▸ About this exercise: Please write out all of the entries without altering anything.

▸ The input:

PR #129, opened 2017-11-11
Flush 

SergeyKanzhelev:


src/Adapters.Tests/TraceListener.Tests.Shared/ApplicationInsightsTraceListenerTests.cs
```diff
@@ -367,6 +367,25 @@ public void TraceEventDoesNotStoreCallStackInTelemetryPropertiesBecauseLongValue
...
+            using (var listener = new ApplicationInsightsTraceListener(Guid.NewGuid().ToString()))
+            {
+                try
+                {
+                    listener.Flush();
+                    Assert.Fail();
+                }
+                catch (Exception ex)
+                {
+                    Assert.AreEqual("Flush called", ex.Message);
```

▸ Reply:
PR #129, opened 2017-11-11
Flush 

SergeyKanzhelev:


src/Adapters.Tests/TraceListener.Tests.Shared/ApplicationInsightsTraceListenerTests.cs
```diff
@@ -367,6 +367,25 @@ public void TraceEventDoesNotStoreCallStackInTelemetryPropertiesBecauseLongValue
...
+            using (var listener = new ApplicationInsightsTraceListener(Guid.NewGuid().ToString()))
+            {
+                try
+                {
+                    listener.Flush();
+                    Assert.Fail();
+                }
+                catch (Exception ex)
+                {
+                    Assert.AreEqual("Flush called", ex.Message);
```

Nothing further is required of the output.